What It Really Means To Be Blessed

I don’t know what pops into your head when you hear the word “blessed.” I know when the subject is brought up in either Christian or secular circles, many folks rattle off lists that center around possessions, health, wealth, social status, job status, friends and family.

Fair enough. But where does that leave those who are ill and live in poverty, obscurity, and solidarity? Are they not blessed? Is there any way for them to become blessed?

Those who qualify themselves as blessed because of certain possessions or statuses may be tempted to think that since they are doing so well, and others are not, they must be doing something right and others must be doing something wrong and well … sufferers probably deserve their trials.

Jesus puts an end to that thinking in Matthew 5. He says, Blessed are the poor in spirit, for theirs is the kingdom of heaven. Blessed are those who mourn, for they shall be comforted. (vs. 3-4) Then He goes on to list meekness, hungering and thirsting for righteousness, mercy, pureness in spirit, and the peacemaking, as the characteristics of those who are blessed. Lastly, He states one physical circumstance as a qualifier for being blessed:

Persecution. 

*crickets*

*and more crickets*

I don’t see health, wealth, stuff, friends, family, or job status on the list. As is the norm, what Jesus values is vastly different than what the world values. Jesus focuses on the heart, whereas the world focuses on the comforts and pleasures of this world. That’s not to pooh pooh the comforts and pleasures of the world. God gave us all things richly to enjoy, within reason. It’s just to say that the amount of goodies one is able to possess or partake of is not what qualifies one as “blessed.”
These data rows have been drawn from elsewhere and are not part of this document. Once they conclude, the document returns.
PR #232, opened 2026-06-25
Prevent presigned PUT URL issuance for deduped live assets

NateIsern:
### Motivation

- The previous `initUpload` path returned a presigned S3 PUT URL for an existing deduplicated file record unconditionally, which allowed any authenticated user who knew a file's SHA-256 to obtain a write URL for the actual stored object and overwrite another user's asset.
- The goal is to preserve repair behavior for missing objects while removing the ability for non-owners to sign live deduplicated object keys.

### Description

- Change `AssetService.initUpload` to check the actual S3 object existence and only produce a repair presigned PUT URL when the object is missing and the requester is the file owner; otherwise return an empty `uploadUrl` for existing objects. (`packages/api/src/services/assetService.ts`)
- Keep the revive/repair logic for `deleted` records intact, but gate signing to owner-only missing-object repairs.
- Add regression tests that assert (1) a live existing object owned by another user does not get a PUT URL, and (2) the owner still receives a repair PUT URL when the object is missing. (`packages/api/src/services/__tests__/assetService.initUpload.test.ts`)

### Testing

- Added Jest unit tests in `packages/api/src/services/__tests__/assetService.initUpload.test.ts` to cover the regressed dedupe signing behavior; the tests are present in the branch but were not executed to completion in this environment.
- Attempted to run `bun run --filter @oxyhq/api test -- assetService.initUpload.test.ts`, which failed in this environment with `jest: command not found` so the tests could not be executed here.
- Attempted to run `bun run --filter @oxyhq/api build`, which failed before the API build due to TypeScript/tsconfig issues in `@oxyhq/contracts` in this runtime; CI should run with the proper toolchain where the new tests will execute as part of the package test suite.

------
[Codex Task](https://chatgpt.com/codex/cloud/tasks/task_e_6a3bb6f7c148832385036f81ad7df6b6)

---

<a href="https://app.devin.ai/review/oxyhq/oxyhqservices/pull/232" target="_blank">
  <picture>
    Open in Devin Review
  </picture>
</a>

### DIFF
--- a/packages/api/src/services/__tests__/assetService.initUpload.test.ts
+++ b/packages/api/src/services/__tests__/assetService.initUpload.test.ts
@@ -1,0 +1,92 @@
+import { AssetService } from '../assetService';
+import { S3Service } from '../s3Service';
+
+jest.mock('../../utils/logger', () => ({
+  logger: { warn: jest.fn(), error: jest.fn(), info: jest.fn(), debug: jest.fn() },
+}));
+
+const mockFileFindOne = jest.fn();
+jest.mock('../../models/File', () => ({
+  File: { findOne: (...args: unknown[]) => mockFileFindOne(...args), findById: jest.fn() },
+  FileVisibility: {},
+}));
+
+jest.mock('../variantService', () => ({
+  VariantService: class {
+    constructor(_s3: unknown) { /* no-op */ }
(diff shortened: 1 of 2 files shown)


NateIsern:

PR #247, opened 2026-06-25
Use Public Suffix List (tldts) for auth URL auto-detection

NateIsern:
### Motivation
- Prevent derivation of attacker-controllable IdP hosts by replacing a small hard-coded multi-part suffix list with a proper eTLD+1 computation using the Public Suffix List.

### Description
- Replace the ad-hoc `MULTIPART_TLDS` heuristic with `tldts.getDomain` in `registrableApex` so the registrable eTLD+1 (including private hosted suffixes) is computed correctly. 
- Keep `autoDetectAuthWebUrl` behavior (same-origin for `auth.*`, dev checks) but bail to `undefined` when a registrable apex cannot be determined. 
- Add `tldts` to `packages/core/package.json` and update `bun.lock` workspace metadata. 
- Update and extend `packages/core/src/utils/__tests__/fapiAutoDetect.test.ts` to add PSL/private-hosted suffix regression cases and adjust expectations accordingly. 
- Commit message: `fix(core): use PSL for auth URL detection`.

### Testing
- Ran `git diff --check` which succeeded without whitespace errors. 
- Attempted to run the core unit test file via `bun run test --runTestsByPath src/utils/__tests__/fapiAutoDetect.test.ts`, but the test run failed because `jest` is not available in this environment (`command not found`).
- Attempted to install `tldts` with `bun add tldts@^7.0.22 --cwd packages/core`, but the package registry fetch was blocked (HTTP 403), so dependency installation could not be completed here; `package.json` and `bun.lock` were updated to declare the dependency.
- Changes were committed locally (`fix(core): use PSL for auth URL detection`).

------
[Codex Task](https://chatgpt.com/codex/cloud/tasks/task_e_6a3bcec2d8b48323b8c2b3b974fddc45)

### DIFF
--- a/bun.lock
+++ b/bun.lock
@@ -319,6 +319,7 @@
         "invariant": "^2.2.4",
         "jwt-decode": "^4.0.0",
         "socket.io-client": "^4.8.1",
+        "tldts": "^7.0.22",
         "zod": "^3.25.64",
       },
       "devDependencies": {
--- a/packages/core/package.json
+++ b/packages/core/package.json
@@ -104,6 +104,7 @@
     "invariant": "^2.2.4",
     "jwt-decode": "^4.0.0",
     "socket.io-client": "^4.8.1",
+    "tldts": "^7.0.22",
     "zod": "^3.25.64"
   },
   "peerDependencies": {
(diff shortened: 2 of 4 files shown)


NateIsern:

PR #248, opened 2026-06-25
fix(api): require ownership for email attachments

NateIsern:
### Motivation
- Prevent a privilege escalation where callers could attach and send File Manager files they do not own by passing accessible `fileId`s; view/access checks are insufficient for attachment/attachment-linking flows. 
- The outbound path downloads raw bytes by `fileId` with no caller context and `linkFile` mutates file metadata, so ownership must be enforced earlier to avoid cross-tenant data exposure or metadata tampering.

### Description
- Enforce ownership in the email controller: `resolveAttachmentInputs` now requires `file.ownerUserId.toString() === userId` before building the attachment snapshot or sending the message. (packages/api/src/controllers/email.controller.ts)
- Update the attachment schema comment to reflect that ownership is enforced by the controller rather than via a general access predicate. (packages/api/src/schemas/email.schemas.ts)
- Update tests to model ownership semantics, include `ownerUserId` in test fixtures, and assert non-owned active files are rejected before SMTP send or File Manager linking; also assert the old `canUserAccessFile` predicate is not relied upon in this path. (packages/api/src/routes/__tests__/email.send.attachments.test.ts)

### Testing
- Updated unit tests in `packages/api/src/routes/__tests__/email.send.attachments.test.ts` to cover the ownership rejection case; tests were adjusted to assert the new behavior.
- Attempted to run the package test (`bun run test -- packages/api/src/routes/__tests__/email.send.attachments.test.ts --runInBand`) but automated execution was blocked because `jest` is not installed in this environment, so the test suite was not executed here (command failed with `jest: command not found`).
- Changes were compiled into a commit for review and should be verified by CI which has project dependencies available; the intended unit tests should pass once run in the normal CI/workspace environment.

------
[Codex Task](https://chatgpt.com/codex/cloud/tasks/task_e_6a3bd25a14988323a5919e1cc8b8649e)

### DIFF
--- a/packages/api/src/controllers/email.controller.ts
+++ b/packages/api/src/controllers/email.controller.ts
@@ -26,7 +26,7 @@ import type { RecipientInput, AttachmentInput } from '../schemas/email.schemas';
  * canonical IAttachment shape persisted on Message. Each fileId MUST:
  *   - exist
  *   - be in status 'active' (not trash/deleted)
- *   - be accessible to the requesting user (assetService.canUserAccessFile)
+ *   - be owned by the requesting user
  *
  * The IAttachment is built from the IFile so the Message subdocument carries
  * a stable snapshot of name/contentType/size at send time, regardless of any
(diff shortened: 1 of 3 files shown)


NateIsern:

PR #250, opened 2026-06-25
fix(services): gate refresh-cookie restore on durable session

NateIsern:
### Motivation
- Prevent an attacker-controlled same-site origin or a cookie-tossing attack from exchanging a parent-domain `oxy_rt_*` refresh cookie for a JavaScript-visible bearer token during web cold boot.
- Harden the web cold-boot path so only origins with prior durable session proof can automatically restore full access tokens from the refresh-cookie exchange.

### Description
- Require origin-local durable session proof by reading the persisted `activeSessionId` from ready storage before calling the refresh-cookie fast-path in `restoreViaRefreshCookie` in `packages/services/src/ui/context/OxyContext.tsx`.
- Only accept a `refreshAllSessions` account whose returned `sessionId` matches the persisted active session id before planting the returned access token into the JS-visible HTTP client state.
- Update the dependency array of the `restoreViaRefreshCookie` callback to include the storage helpers used for the durable check.
- Add a regression test in `packages/services/__tests__/context/refreshCookieRestore.test.tsx` asserting that when no durable local session exists the code does not call `refreshAllSessions`, does not plant a token, and instead proceeds to the central SSO bounce; also update existing cookie-restore tests to seed the durable active-session id where appropriate.

### Testing
- `git diff --check` ran locally and reported no whitespace errors.
- Unit test run: attempted `bun run test -- refreshCookieRestore.test.tsx` but `jest` is not available in this ephemeral environment so the test could not be executed here.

Matters of the heart always trump matters of physical, social, and familial statuses. In other words, what goes on around us is important, but what’s most important is what takes place in the crevices of our hearts and minds. How are we responding to whatever has been alloted to us in this world? If we are poor, do we respond in anger or humility? If we have lost a loved one, do we exhibit joy or despair? If we are being persecuted, are we responding in faithfulness, even to death? If we are a writer and know full well we may live seven and a half decades in poverty and total obscurity, are we responding in obedience to our calling, with gladness, or are we bent on striving for our own glory? (That last example may have gotten a tad personal.)

Speaking of personal, many of you know that we are, in a sense, losing our home. We bought it almost a year ago, exactly, and due to my health and frankly, the health of the house, we have to sell. More than that, in order to keep what health I still posses, I’ve been forced to move out long before it would be prudent to prop a For Sale sign in the front yard. I have, in many ways, felt poor over the last year. And while I can’t say I’ve consistently responded as a blessed person, as Biblically defined in Matthew, the overall, simple, childlike conclusion I’ve come to is this:

Though I feel put out, grumpy, sick, and exhausted, I still have to be nice. Foxes have their holes and the birds of the air have their nests while my favorite place to lay my head has been taken from me. But I am still called to follow Jesus. Here. Now. Before home and health are restored. In the midst of suffering. Thankfully, I have everything I need to keep following, because Christ empowers me and no circumstance can ever take Him away. I am, and will always be, well equipped to live out my calling. And ironically, living out that calling is where I find blessedness.

Being blessed in the purest sense necessarily includes pursuing good things and partaking. Not of earthly stuff and statuses, but of Christ-likeness and the sufferings of Christ.

That’s enough brutal truth to chew on for one day. I think even the crickets have been silenced.